Other experiments will explore the origins of cosmic rays (high-energy particles that can travel at nearly the speed of light), how jets (sprays of particles released from high-energy collisions) form, and the structure inside giant planets.
The researchers will also use the Vulcan 20-20 laser to study the formation of new materials. A form of boron nitride, a material harder than diamond, has been found to be metastable – created under very high pressure and density conditions made in the laboratory, which can later survive ambient temperatures.

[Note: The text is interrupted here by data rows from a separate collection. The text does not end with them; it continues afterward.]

PR #155, opened 2017-10-06
Back propagation visualization

kennethjiang:
I rebased to `dev` branch but not sure why there is an extra commit showing up in the list. However the diff is correct.


tawnkramer:
Is there a missing file here? What's causing validation failure

kennethjiang:
Yes some stupid errors caused by merging between branches - too many branches to manage. :(

PR #156, opened 2017-10-09
Movie from tub

tawnkramer:
added utility to create a movie from tub dir. This adds a new dependency on moviepy. I tried to get things to work with just opencv, but failed to work as well as moviepy. docs updated to include new operation, as well as a few others in the `donkey` command that needed detailing.

### DIFF
--- a/donkeycar/management/base.py
+++ b/donkeycar/management/base.py
@@ -141,6 +141,40 @@ class CalibrateCar(BaseCommand):
             c.run(pmw)
 
 
+class MakeMovie(BaseCommand):    
+    
+    def parse_args(self, args):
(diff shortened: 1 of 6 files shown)


donkeycar/management/base.py
```diff
@@ -149,6 +213,7 @@ def execute_from_command_line():
             'findcar': FindCar,
             'calibrate': CalibrateCar,
             'tub': TubManager,
+            'movie': MakeMovie,
```
wroscoe: these commands should be actions (ie. makemovie)

tawnkramer:
I agree. Makes more sense with a verb in there. That's in now.

PR #164, opened 2017-10-11
Add plot_predictions method to template

alanwells:
This makes it easy to create plots for checking model performance (very similar to some of the charts that @wroscoe has in some of his notebooks). 

Here's an example:
screen shot 2017-10-11 at 10 32 18 am

### DIFF
--- a/donkeycar/templates/donkey2.py
+++ b/donkeycar/templates/donkey2.py
@@ -8,6 +8,7 @@ Usage:
     manage.py (calibrate)
     manage.py (check) [--tub=<tub1,tub2,..tubn>] [--fix]
     manage.py (analyze) [--tub=<tub1,tub2,..tubn>] (--op=<histogram>) (--rec=<"user/angle">)
+    manage.py (plot_predictions) [--tub=<tub1,tub2,..tubn>] (--model=<model>)
 
 Options:
     -h --help     Show this screen.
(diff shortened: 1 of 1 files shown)


wroscoe:
This looks awesome but can we find a place to put it outside the manage.py script. This is the easiest place to put things but prevents it from being used elsewhere.

This could be its own independent function that had defaults to read in "user_angle" and "user_throttle". It would also be dependent on the model having only two outputs which is likely to change. This could be overcome by using the output names of the model? For keras you can use `model.output_names` to get a list of the outputs.

alanwells:
@wroscoe @tawnkramer what do you guys think about creating a new category of parts for visualization? It would provide a place to put @tawnkramer's `analyze` method from the template, my prediction plotting, and the visual backprop/GradCam work that @kennethjiang has been working on.

wroscoe:
My preference would be to put as much as possible into a utils or library file that could be called by an access function in the managment area. Long term we should make this part of the webapp again. That is a larger refactor though.

alanwells:
@wroscoe @tawnkramer Over the weekend I created a revised version of this function and the `analyze` function that doesn't break when records are deleted:

```
def anaylze(cfg, tub_names, op, record):
    '''
    look at the tub data and produce some analysis, for example:
    manage.py analyze --tub=<tub1,tub2,..tubn> --op=histogram --rec="user/angle"
    '''
    import json
    import glob

    tubs = gather_tubs(cfg, tub_names)

    if op == 'histogram':
        import matplotlib.pyplot as plt
        samples = []
        for tub in tubs:
            record_paths = glob.glob(os.path.join(tub.path, 'record_*.json'))
            
            for record_path in record_paths:
                with open(record_path, 'r') as fp:
                    json_data = json.load(fp)
                sample = json_data[record]
                samples.append(float(sample))

        plt.hist(samples, 50)
        plt.xlabel(record)
        plt.show()

def plot_predictions(cfg, tub_names, model_name):
    '''
    Plot model predictions for angle and throttle against data from tubs.

    '''
    import matplotlib.pyplot as plt
    import pandas as pd
    from PIL import Image
    import json
    import glob
    import numpy as np

    tubs = gather_tubs(cfg, tub_names)
    
    model_path = os.path.expanduser(model_name)
    model = dk.parts.KerasCategorical()
    model.load(model_path)

    user_angles = []
    user_throttles = []
    pilot_angles = []
    pilot_throttles = []

    for tub in tubs:
        record_paths = glob.glob(os.path.join(tub.path, 'record_*.json'))

        for record_path in record_paths:
            with open(record_path, 'r') as fp:
                json_data = json.load(fp)
            
            image_filename = json_data["cam/image_array"]
            image_path = os.path.join(tub.path, image_filename)
            img = Image.open(image_path)
            img = np.array(img)

            user_angle = float(json_data["user/angle"])
            user_throttle = float(json_data["user/throttle"])
            pilot_angle, pilot_throttle = model.run(img)

            user_angles.append(user_angle)
            user_throttles.append(user_throttle)
            pilot_angles.append(pilot_angle)
            pilot_throttles.append(pilot_throttle)

    angles_df = pd.DataFrame({'user_angle': user_angles, 'pilot_angle': pilot_angles})
    throttles_df = pd.DataFrame({'user_throttle': user_throttles, 'pilot_throttle': pilot_throttles})

    fig = plt.figure()

    title = "Model Predictions\nTubs: " + tub_names + "\nModel: " + model_name
    fig.suptitle(title)

    ax1 = fig.add_subplot(211)
    ax2 = fig.add_subplot(212)

    angles_df.plot(ax=ax1)
    throttles_df.plot(ax=ax2)

    ax1.legend(loc=4)
    ax2.legend(loc=4)

    plt.show()
```
Is it helpful to submit those as a PR against the manage.py template or would you guys prefer in to wait until these can be refactored into somewhere else in the codebase?

tawnkramer:
Thanks Alan,

I made similar changes to accommodate tub edits with non continuous records
and checked that in yesterday. I renamed analyze to histogram, since it
simplifies the verbiage to invoke, and flattens command hierarchy.

PR #165, opened 2017-10-12
Donkey sim

tawnkramer:
This adds sim server to integrate with Unity Donkey simulator. The simulator is a separate application that will generate data in the tub format. Then models can be trained, using real or virtual images. These models can be validated by having the simulator ask the donkey how to drive given sensory input via websocket connection to donkey code.

Documentation and test code added. Simulator application is served from my Google drive.


tawnkramer:
I had troubles getting the default categorical model to drive these tracks. I had much better luck with a modified Linear model with cropping and image normalization. I'd like to consider how to switch back and forth between the two. Perhaps with a --type=<categorical|linear> defaulting to categorical as we do now.

sagnibak:
Hi,

I was looking for the source files of the donkey car simulator. I don't think they have been released anywhere. Please point me to them if I am wrong. I want to add a few features to it.

Thanks,
Sagnik B.

tawnkramer:
https://github.com/tawnkramer/sdsandbox
Branch: donkey

PR #166, opened 2017-10-14
Prevent the generators from being cached

kennethjiang:
Currently the dataset returned from generators will be cached by `itertools.cycle` after 1st epoch. This becomes a problem when I want to use data augmentation to generate unlimited amount of data.

This PR fixes the issue stated above.


tawnkramer:
Sounds useful, but caching was also useful. Can we conditionally keep the
caching? Was a noticeable speed improvement.

kennethjiang:
@tawnkramer Good point. With cache training runs much faster. Will make a command argument for that.

kennethjiang:
Added a command line argument to cache training data.

PR #170, opened 2017-10-25
V 2.2.0 - better tubs, opencv, bug fixes

wroscoe:
* Use pandas for tub index. 
* Option to load preloaded model.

“Then the question is, what other materials can you make in the same way?” Robinson says. “Do they have cool electronic or optical properties? I don't know. But at least there's a piece that tells us there's something worth exploring.”
Achieving fusion
Nuclear fusion is also on the list of areas where high-energy lasers are used. In July, researchers at the National Ignition Facility at Lawrence Livermore National Laboratory in California used lasers for a net energy gain for the second time.
Following the center's original milestone last December, this year's experiment produced a higher energy yield than the first, once again raising hopes that clean energy could replace our current energy sources. (Fusion reactions do not release greenhouse gases or radioactive waste.)
Fusion was also one of the main areas of study at the Extreme Light Infrastructure for Nuclear Physics (ELI-NP) Center in Mogurile, Romania – which at 10 petawatts holds the title of the world's most powerful laser (MORO). Its director and the University of Michigan facility of the same name said its creation was “equivalent to landing on the moon, where failure is not an option.”
Last year, a Romanian laser operator began partnering with private companies to develop technology that could power the world's first commercial fusion plants. Using the “chirping pulse amplification” technique for which Murrow and Donna Strickland won the 2018 Nobel Prize in Physics, laser pulses will be stretched, reducing their maximum power, before being amplified and compressed again.
“This completely changed the development of lasers,” Clark says, allowing much higher intensities to be achieved at lower power.
Their research on the physical processes of this reaction is expected to be published within three years, before the first commercial fusion plants are built in the 2030s.
Is bigger better?
Physicists are keen to emphasize the collaborative nature of this field, but the size remains a point worth bragging about. According to Chang Hee-nam, director of the Center for Relativistic Laser Science (CoReLS) in South Korea and a professor at the Gwangju Institute of Science and Technology, the center's laser currently “holds the record for the highest laser intensity” in the world, reaching 10^23 watts/cm2 — or intensity As powerful as all the light on Earth is focused to just over a micrometre, or less than one-fifth the diameter of a human hair.
South Korean scientists are using this technology to explore, among other things, proton therapy, a cancer treatment that targets positively charged rays in patients' tumors.
Research that could lead to new medical applications, as well as testing centuries-old ideas about the state of the universe, has been well explored on the four-petawatt CoReLS machine – but the team isn't stopping there. “We are now seeking a higher petawatt laser, and are preparing some proposals for a 25-petawatt laser,” Nam says. If it is ordered within the next six years, as he hopes, it will outperform the Vulcan 20-20 that has not yet been built.
However, Vulcan's Clark says power and density aren't everything. The most important metric now is, “What can you do with it? What science are you pursuing? What are you going to get out of it?”
He says that these lasers, and the researchers who work on them, care about one thing above all else. “It's about building it right and using it right.”